Discussions around period poverty in China have been picking up steam since March, when female health workers on the frontline of the coronavirus outbreak complained that sanitary products weren’t being provided for them or classified by the health authorities as necessary items.

It was then that Jiang Jinjing rose to prominence as the de-facto face of the fight against period discrimination in China when she mobilised deliveries of sanitary pads to hospitals in Wuhan.

The discussion around stigmatising menstruation in oftentimes culturally traditionalist China has continued since then until last month an unidentified teacher posted a picture on popular Chinese social media platform Weibo of a free sanitary product box she’d placed outside her classroom. Ms. Jiang widely shared the image, encouraging others to do the same.

According to female students who spoke to The Guardian, the support boxes then began cropping up everywhere, with pictures of them plastered around social media.

Left: A sanitary pad dispenser for period purposes in a women’s toilet; right: A tissue pack dispenser for masturbation purposes in a men’s toilet.

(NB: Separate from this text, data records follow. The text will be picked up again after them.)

PR #96, opened 2024-10-25
Add oracle staleness checks to RecurringSwap script

kevincheng96:
This adds a last-resort sanity check to ensure that oracles have been updated within the last 24 hours. I also add a `MockPriceFeed` to our tests so we can better test bad prices and stale prices.

### DIFF
--- a/test/RecurringSwap.t.sol
+++ b/test/RecurringSwap.t.sol
@@ -14,10 +14,10 @@ import {QuarkMinimalProxy} from "quark-proxy/src/QuarkMinimalProxy.sol";
 import {Cancel} from "src/Cancel.sol";
 import {RecurringSwap} from "src/RecurringSwap.sol";
 
-import {YulHelper} from "./lib/YulHelper.sol";
-import {SignatureHelper} from "./lib/SignatureHelper.sol";
-import {QuarkOperationHelper, ScriptType} from "./lib/QuarkOperationHelper.sol";
-import {MockPriceFeed} from "./mocks/MockPriceFeed.sol";
+import {YulHelper} from "test/lib/YulHelper.sol";
+import {SignatureHelper} from "test/lib/SignatureHelper.sol";
+import {QuarkOperationHelper, ScriptType} from "test/lib/QuarkOperationHelper.sol";
+import {MockPriceFeed} from "test/mocks/MockPriceFeed.sol";
 
 import {AggregatorV3Interface} from "src/vendor/chainlink/AggregatorV3Interface.sol";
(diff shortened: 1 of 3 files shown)


test/RecurringSwap.t.sol
```diff
@@ -17,7 +17,9 @@ import {RecurringSwap} from "src/RecurringSwap.sol";
 import {YulHelper} from "./lib/YulHelper.sol";
 import {SignatureHelper} from "./lib/SignatureHelper.sol";
 import {QuarkOperationHelper, ScriptType} from "./lib/QuarkOperationHelper.sol";
+import {MockPriceFeed} from "./mocks/MockPriceFeed.sol";
 
+import {AggregatorV3Interface} from "src/vendor/chainlink/AggregatorV3Interface.sol";
```
cwang25, line 22: Should we use absolute path for the rest as well? 😄

cwang25 (approved):
Overall lgtm! 

But I'm wondering if we should consider a potential of interacting with some hard-coded pricefeed (like comet's constant pricefeed for weth/eth) that might not ever have "fresh" updatedAt timestamp?

kevincheng96:
> But I'm wondering if we want to consider a potential of interacting with some hard-coded pricefeed (like comet's constant pricefeed for weth/eth) that might not ever have "fresh" updatedAt timestamp?

That's a great point, though Comet's [constant price feed](https://etherscan.io/address/0xD72ac1bCE9177CFe7aEb5d0516a38c88a64cE0AB) always returns the `block.timestamp` as the `updatedAt` value, so this script won't have any issues using it. I think it's safe to assume that any custom price feed should be returning a non-stale `updatedAt` value, otherwise something is wrong with the price feed itself.

cwang25:
> > But I'm wondering if we want to consider a potential of interacting with some hard-coded pricefeed (like comet's constant pricefeed for weth/eth) that might not ever have "fresh" updatedAt timestamp?
> 
> That's a great point, though Comet's [constant price feed](https://etherscan.io/address/0xD72ac1bCE9177CFe7aEb5d0516a38c88a64cE0AB) always returns the `block.timestamp` as the `updatedAt` value, so this script won't have any issues using it. I think it's safe to assume that any custom price feed should be returning a non-stale `updatedAt` value, otherwise something is wrong with the price feed itself.

I agree, sounds good 👍😆
Also browsed through some pricefeeds on chain link can also confirm that most feeds heartbeat is less than 1 day.

test/RecurringSwap.t.sol
kevincheng96: Done

PR #97, opened 2024-10-28
add Arbitrum (mainnet+sepolia) addresses

scott-silver:


src/builder/BridgeRoutes.sol
```diff
@@ -36,6 +37,8 @@ library CCTP {
         chains[2] = CCTPChain({chainId: 11155111, domainId: 0, bridge: 0x9f3B8679c73C2Fef8b59B4f3444d4e156fb70AA5});
         // Base Sepolia
         chains[3] = CCTPChain({chainId: 84532, domainId: 6, bridge: 0x9f3B8679c73C2Fef8b59B4f3444d4e156fb70AA5});
+        // Arbitrum Sepolia
+        chains[4] = CCTPChain({chainId: 421614, domainId: 3, bridge: 0x9f3B8679c73C2Fef8b59B4f3444d4e156fb70AA5});
```
scott-silver, line 41: source: https://developers.circle.com/stablecoins/evm-smart-contracts

src/builder/UniswapRouter.sol
```diff
@@ -21,6 +21,8 @@ library UniswapRouter {
         chains[2] = RouterChain({chainId: 11155111, router: 0x3bFA4769FB09eefC5a80d6E87c3B9C650f7Ae48E});
         // Base Sepolia
         chains[3] = RouterChain({chainId: 84532, router: 0x94cC0AaC535CCDB3C01d6787D6413C739ae12bc4});
+        // Arbitrum Sepolia
+        chains[4] = RouterChain({chainId: 421614, router: 0x101F443B4d1b059569D643917553c771E1b9663E});
```
scott-silver, line 25: source: https://docs.uniswap.org/contracts/v3/reference/deployments/arbitrum-deployments

scott-silver:
Not sure if we need to update this contract as well (for Arbitrum Sepolia):

https://github.com/compound-finance/quark-scripts/blob/main/src/lib/UniswapFactoryAddress.sol

kevincheng96:
> Not sure if we need to update this contract as well (for Arbitrum Sepolia):
> 
> https://github.com/compound-finance/quark-scripts/blob/main/src/lib/UniswapFactoryAddress.sol

Probably would be a good idea to do that as well. Though none of the contracts that currently use that library are deployed and being used right now.

kevincheng96 (approved):
Double checked the addresses and they all look good 👍

coburncoburn (approved):

PR #98, opened 2024-10-30
Use FFI to perform paycall multi-step simulation

banky:
Currently, the logic for multi-step simulation for paycall transactions is all done on the client side. This PR aims to move this logic into QuarkBuilder by making a call to a simulation ffi. ie. when calling the builder with an intent which uses paycall, the builder first simulates the transaction to get the estimated max payment cost and then uses the estimate for building up the transaction with paycall

### DIFF
--- a/foundry.toml
+++ b/foundry.toml
@@ -6,12 +6,14 @@ solc = "0.8.27"
 evm_version = "cancun"
 bytecode_hash = "none"
 cbor_metadata = false
+# Ignore the tstore warning
+ignored_error_codes = [2394]
 
 libs = ["./lib"]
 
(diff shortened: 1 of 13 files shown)


foundry.toml
```diff
@@ -6,12 +6,14 @@ solc = "0.8.27"
...
 cbor_metadata = false
+# Ignore the tstore warning
+ignored_error_codes = [2394]
 
 libs = ["./lib"]
 
 [profile.ir]
 via_ir = true
-optimizer = true
+optimizer = false
```
banky, line 16: This should not go into main, just using locally to make the compiler a bit faster

PR #100, opened 2024-11-04
Add Across bridge support to the QuarkBuilder

kevincheng96:
This PR adds support for bridging assets using Across to the QuarkBuilder. This is the first time we are using an FFI in the QuarkBuilder, so any downstream clients using this version of the builder will need to implement the FFI at the reserved address (`address constant ACROSS_FFI_ADDRESS = address(0xFF1000)`).

### DIFF
--- a/src/builder/FFI.sol
+++ b/src/builder/FFI.sol
@@ -8,8 +8,9 @@ import {IAcrossFFI} from "src/interfaces/IAcrossFFI.sol";
  * @notice Defines the addresses of reserved FFIs and methods for calling them
  */
 library FFI {
-    /* FFI Addresses (starts from 0xFF1000, FFI with 100 reserved addresses) */
-    address constant ACROSS_FFI_ADDRESS = address(0xFF1000);
+    /// FFI Addresses (starts from 0xFF1000, FFI with 1000 reserved addresses)
+    /// 0xFF1000-0xFF1009 are reserved for framework-level FFIs like console log
+    address constant ACROSS_FFI_ADDRESS = address(0xFF1010);
 
     function requestAcrossQuote(
         address inputToken,
--- a/src/builder/FFI.sol
+++ b/src/builder/FFI.sol
@@ -1,0 +1,24 @@
+// SPDX-License-Identifier: BSD-3-Clause
+pragma solidity ^0.8.27;
+
+import {IAcrossFFI} from "src/interfaces/IAcrossFFI.sol";
+
+/**
+ * @title Foreign Function Interface (FFI) Helper
+ * @notice Defines the addresses of reserved FFIs and methods for calling them
+ */
+library FFI {
+    /* FFI Addresses (starts from 0xFF1000, FFI with 100 reserved addresses) */
+    address constant ACROSS_FFI_ADDRESS = address(0xFF1000);
+
+    function requestAcrossQuote(
+        address inputToken,
+        address outputToken,
+        uint256 srcChain,
+        uint256 dstChain,
+        uint256 amount
+    ) internal pure returns (uint256 gasFee, uint256 variableFeePct) {
+        // Make FFI call to fetch a quote from Across API
+        return IAcrossFFI(ACROSS_FFI_ADDRESS).requestAcrossQuote(inputToken, outputToken, srcChain, dstChain, amount);
+    }
+}
--- a/src/builder/QuarkBuilderBase.sol
+++ b/src/builder/QuarkBuilderBase.sol
@@ -16,6 +16,7 @@ import {PaymentInfo} from "src/builder/PaymentInfo.sol";
 import {TokenWrapper} from "src/builder/TokenWrapper.sol";
 import {QuarkOperationHelper} from "src/builder/QuarkOperationHelper.sol";
 import {List} from "src/builder/List.sol";
+import {HashMap} from "src/builder/HashMap.sol";
 
 contract QuarkBuilderBase {
     /* ===== Output Types ===== */
@@ -36,7 +37,7 @@ contract QuarkBuilderBase {
 
     /* ===== Constants ===== */
 
-    string constant VERSION = "0.1.2";
+    string constant VERSION = "0.1.3";
 
     /* ===== Custom Errors ===== */
 
@@ -86,7 +87,7 @@ contract QuarkBuilderBase {
         Actions.Action memory action
     )
         internal
-        pure
+        view
         returns (IQuarkWallet.QuarkOperation[] memory quarkOperationsArray, Actions.Action[] memory actionsArray)
     {
         // Sanity check on ActionIntent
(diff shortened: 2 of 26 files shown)


src/interfaces/IFFI.sol
```diff
@@ -0,0 +1,13 @@
+// SPDX-License-Identifier: BSD-3-Clause
+pragma solidity 0.8.27;
+
+/// @dev Interface for foreign function interface (FFI) contracts
+interface IFFI {
```
hayesgm, line 5: Curious why this isn't specific to Across, e.g. `IFFIAcross`, since different contracts will have different addresses, right?

src/builder/actions/Actions.sol
```diff
@@ -676,6 +687,100 @@ library Actions {
...
+            Accounts.findAssetPositions(bridge.assetSymbol, dstChainAccounts.assetPositionsList);
+
+        Accounts.QuarkSecret memory accountSecret =
+            Accounts.findQuarkSecret(bridge.sender, srcChainAccounts.quarkSecrets);
+
+        bytes[] memory scriptSources = new bytes[](1);
+        scriptSources[0] = Across.bridgeScriptSource();
+
+        // Make FFI call to fetch a quote from Across API
+        bytes memory ffiCalldata = abi.encodeCall(
```
hayesgm, line 714: In `FFI.sol`, I wonder if we should have something akin to `IAcrossFFI` as well as `AcrossFFI` and just call `AcrossFFI.requestQuote(..)` and then this logic (and the FFI contract address) moves there. It would probably be a slightly neater way to bundle this from the code-caller's perspective.

src/builder/actions/Actions.sol
```diff
@@ -676,6 +687,100 @@ library Actions {
...
+            IFFI.requestAcrossQuote,
+            (
+                srcAssetPositions.asset,
+                dstAssetPositions.asset,
+                bridge.srcChainId,
+                bridge.destinationChainId,
+                bridge.amount
+            )
+        );
+        (bool success, bytes memory result) = ACROSS_FFI_ADDRESS.staticcall(ffiCalldata);
```
hayesgm, line 724: Do we need staticcall here? I wonder if we mark the function as `pure` or `view` if we can get Solidity to do `STATICCALL` without resorting to low-level calls?

hayesgm: E.g. https://docs.soliditylang.org/en/latest/contracts.html#view-functions

> View Functions[](https://docs.soliditylang.org/en/latest/contracts.html#view-functions)
> Functions can be declared view in which case they promise not to modify the state.
> **Note**
> If the compiler’s EVM target is Byzantium or newer (default) the opcode STATICCALL is used when view functions are called, which enforces the state to stay unmodified as part of the EVM execution. For library view functions DELEGATECALL is used, because there is no combined DELEGATECALL and STATICCALL. This means library view functions do not have run-time checks that prevent state modifications. This should not impact security negatively because library code is usually known at compile-time and the static checker performs compile-time checks.

test/builder/BridgingLogic.t.sol
```diff
@@ -0,0 +1,208 @@
...
+import {Quotecall} from "src/Quotecall.sol";
+import {YulHelper} from "test/lib/YulHelper.sol";
+
+import {AcrossFFI} from "test/builder/mocks/AcrossFFI.sol";
+
+contract BridgingLogicTest is Test, QuarkBuilderTest {
+    function setUp() public {
+        // Deploy mock FFI for calling Across API
+        AcrossFFI mockFFI = new AcrossFFI();
+        vm.etch(Actions.ACROSS_FFI_ADDRESS, address(mockFFI).code);
```
hayesgm, line 33: Well, I was about to write a long rant about how to test this and you nailed it here. Awesome.

hayesgm (approved):
looks awesome awesome. biggest Q is simply how to make a clean interface for FFI. Basically, I think we should add `Console.log` to FFI, and so we should make them easy to use as it'll come up a lot more than just here. Also, maybe start Bridge at `0xFF1010` or so, so we can reserve about 16 addresses for "core" features (e.g. console logging)

coburncoburn (approved):

src/builder/QuarkBuilderBase.sol
```diff
@@ -36,7 +37,7 @@ contract QuarkBuilderBase {
 
     /* ===== Constants ===== */
 
-    string constant VERSION = "0.1.2";
+    string constant VERSION = "0.1.3";
```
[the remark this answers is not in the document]
kevincheng96: Updated

src/builder/actions/Actions.sol
kevincheng96: Good suggestion! I moved this logic out into `FFI.sol`. The FFI addresses are also defined there now.

src/builder/actions/Actions.sol
kevincheng96: Oh interesting. I didn't know that the compiler uses STATICCALL under the hood for `pure/view` functions. Ok, I updated the code to no longer use `staticcall` directly so we can continue defining these functions as `pure`.

src/interfaces/IFFI.sol
kevincheng96: My original intention was to have a single interface file where all the FFIs are defined. But now that we have `FFI.sol`, there's not much benefit to keep all the FFIs in one interface. I updated this to be `IAcrossFFI.sol`

src/builder/FFI.sol
```diff
@@ -0,0 +1,24 @@
...
+
+import {IAcrossFFI} from "src/interfaces/IAcrossFFI.sol";
+
+/**
+ * @title Foreign Function Interface (FFI) Helper
+ * @notice Defines the addresses of reserved FFIs and methods for calling them
+ */
+library FFI {
+    /* FFI Addresses (starts from 0xFF1000, FFI with 100 reserved addresses) */
+    address constant ACROSS_FFI_ADDRESS = address(0xFF1000);
```
hayesgm, line 12: If we reserve 0x100 from `0xFF1000` then this should be 0xFF1100`, right? Unless we're reserving 0x1000 from from `0xFF0000` then that would align, but I don't think this maps with the comment.

src/builder/FFI.sol
```diff
@@ -0,0 +1,24 @@
...
+
+    function requestAcrossQuote(
+        address inputToken,
+        address outputToken,
+        uint256 srcChain,
+        uint256 dstChain,
+        uint256 amount
+    ) internal pure returns (uint256 gasFee, uint256 variableFeePct) {
```
hayesgm, line 20: curious if this is better to be a `view`. In better languages, improperly making something `pure` might allow optimizations to memoize the value, but given we know Solidity doesn't do that, I'm not too concern if we keep this `pure`, even knowing it has side-effects.

src/builder/FFI.sol
kevincheng96: Updated the comment to reflect that there are 1000 reserved addresses

src/builder/FFI.sol
kevincheng96: Yeah, it shouldn't matter in Solidity, so no strong preference here

PR #103, opened 2024-11-14
Bridge via Hinting

hayesgm:
This patch simply reverses the order s.t. we bridge via Across if possible, then CCTP otherwise based on a user hint (`preferAcross`).

Also, we move first-class support for console logs. Note: (a) we'll need to implement console logs in Eth.swift, and (b) we should just update `forge-std` and then use `import {console} from "forge-std/console.sol";` but upgrading forge-std causes stack too deep issues.


src/builder/actions/Actions.sol
```diff
@@ -610,9 +612,11 @@ library Actions {
         pure
         returns (IQuarkWallet.QuarkOperation memory, Action memory)
     {
-        if (CCTP.canBridge(bridge.srcChainId, bridge.destinationChainId, bridge.assetSymbol)) {
+        if (Across.canBridge(bridge.srcChainId, bridge.destinationChainId, bridge.assetSymbol)) {
+            console.log("Bridging via Across", bridge.assetSymbol);
             return bridgeUSDC(bridge, payment, useQuotecall);
-        } else if (Across.canBridge(bridge.srcChainId, bridge.destinationChainId, bridge.assetSymbol)) {
+        } else if (CCTP.canBridge(bridge.srcChainId, bridge.destinationChainId, bridge.assetSymbol)) {
+            console.log("Bridging via CCTP", bridge.assetSymbol);
```
kevincheng96, line 619: You'll need to switch the `bridgeUSDC` and `bridgeAcross` as well

src/builder/actions/Actions.sol
```diff
@@ -1,6 +1,8 @@
 // SPDX-License-Identifier: BSD-3-Clause
 pragma solidity ^0.8.27;
 
+import {console} from "../console.sol";
```
kevincheng96, line 4: nit: we've been preferring absolute paths over relative paths for imports

kevincheng96, line 4: Can't you just import it from Foundry directly? via `import {console} from "forge-std/console.sol"`

test/builder/QuarkBuilderTransfer.t.sol
```diff
@@ -424,6 +455,163 @@ contract QuarkBuilderTransferTest is Test, QuarkBuilderTest {
         assertNotEq(result.eip712Data.hashStruct, hex"", "non-empty hashStruct");
     }
 
+    function testSimpleBridgeWithAcrossTransferSucceeds() public {
```
kevincheng96, line 458: I think a better place to put this would be in `BridgeLogic.t.sol` so we have a unified place to find the bridging tests.

kevincheng96 (approved):
Simple but effective. Nice work

src/builder/actions/Actions.sol
hayesgm: Yes, I could, but then I get a stack too deep error. Go figure :(

PR #105, opened 2024-11-18
Add "wrap/unwrap all" functions; always wrap/unwrap all in QuarkBuilder

kevincheng96:
~~We start using the new "wrap up to" scripts for ETH/WETH in the QuarkBuilder. In the case that ETH/WETh is bridged, we also need to always attempt to wrap/unwrap ETH/WETH on the destination chain because the QuarkBuilder cannot know ahead of time if Across will be sending ETH or WETH to the wallet.~~

We implement new `wrap/unwrap all` functions for ETH/WETH and stETH/wstETH. We also update the QuarkBuilder to always wrap/unwrap all (except for WETH, where we use "unwrap up to" because we prefer to preserve a user's WETH balance).

### DIFF
--- a/src/WrapperScripts.sol
+++ b/src/WrapperScripts.sol
@@ -10,6 +10,13 @@ contract WrapperActions {
         IWETH(weth).deposit{value: amount}();
     }
 
+    function wrapETHUpTo(address weth, uint256 targetAmount) external payable {
+        uint256 currentBalance = IERC20(weth).balanceOf(address(this));
+        if (currentBalance < targetAmount) {
+            IWETH(weth).deposit{value: targetAmount - currentBalance}();
+        }
+    }
+
     function wrapAllETH(address weth) external payable {
         uint256 ethBalance = address(this).balance;
         if (ethBalance > 0) {
@@ -19,6 +26,13 @@ contract WrapperActions {
 
     function unwrapWETH(address weth, uint256 amount) external {
         IWETH(weth).withdraw(amount);
+    }
+
+    function unwrapWETHUpTo(address weth, uint256 targetAmount) external {
+        uint256 currentBalance = address(this).balance;
+        if (currentBalance < targetAmount) {
+            IWETH(weth).withdraw(targetAmount - currentBalance);
+        }
     }
 
     function unwrapAllWETH(address weth) external payable {
--- a/src/WrapperScripts.sol
+++ b/src/WrapperScripts.sol
@@ -10,10 +10,10 @@ contract WrapperActions {
         IWETH(weth).deposit{value: amount}();
     }
 
-    function wrapETHUpTo(address weth, uint256 targetAmount) external payable {
-        uint256 currentBalance = IERC20(weth).balanceOf(address(this));
-        if (currentBalance < targetAmount) {
-            IWETH(weth).deposit{value: targetAmount - currentBalance}();
+    function wrapAllETH(address weth) external payable {
+        uint256 ethBalance = address(this).balance;
+        if (ethBalance > 0) {
+            IWETH(weth).deposit{value: ethBalance}();
         }
     }
 
@@ -21,10 +21,10 @@ contract WrapperActions {
         IWETH(weth).withdraw(amount);
     }
 
-    function unwrapWETHUpTo(address weth, uint256 targetAmount) external {
-        uint256 currentBalance = address(this).balance;
-        if (currentBalance < targetAmount) {
-            IWETH(weth).withdraw(targetAmount - currentBalance);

From @予她同行_Standbyher on Weibo

After giving the movement its name, Jinjiang set about using this momentum to begin a crowdfunding campaign. Since October, she’s raised USD $126,000 to send sanitary products to teenagers in rural China and to fund sex education programs.

Speaking to The New York Times, Fiona Fei, a 23-year-old graduate student at Guangxi University in southern China, stated that ‘a lot of people around me feel shame [regarding their periods]… and so we want to break through this shame together.’

study published in July by the Maple Women’s Psychological Counseling Center in Beijing found that nearly 70% of respondents said that they tried to hide the sanitary pads they carry around, and more than 61% used euphemisms for their period.

Ms. Jiang said in a post online: ‘The process of having loud and frequent discussions will remove the stigma from menstruation.’ She also noted that ‘pads’ and ‘periods,’ once taboo words in China, were being more commonly discussed in the country.

‘This already is a huge breakthrough and milestone,’ she said.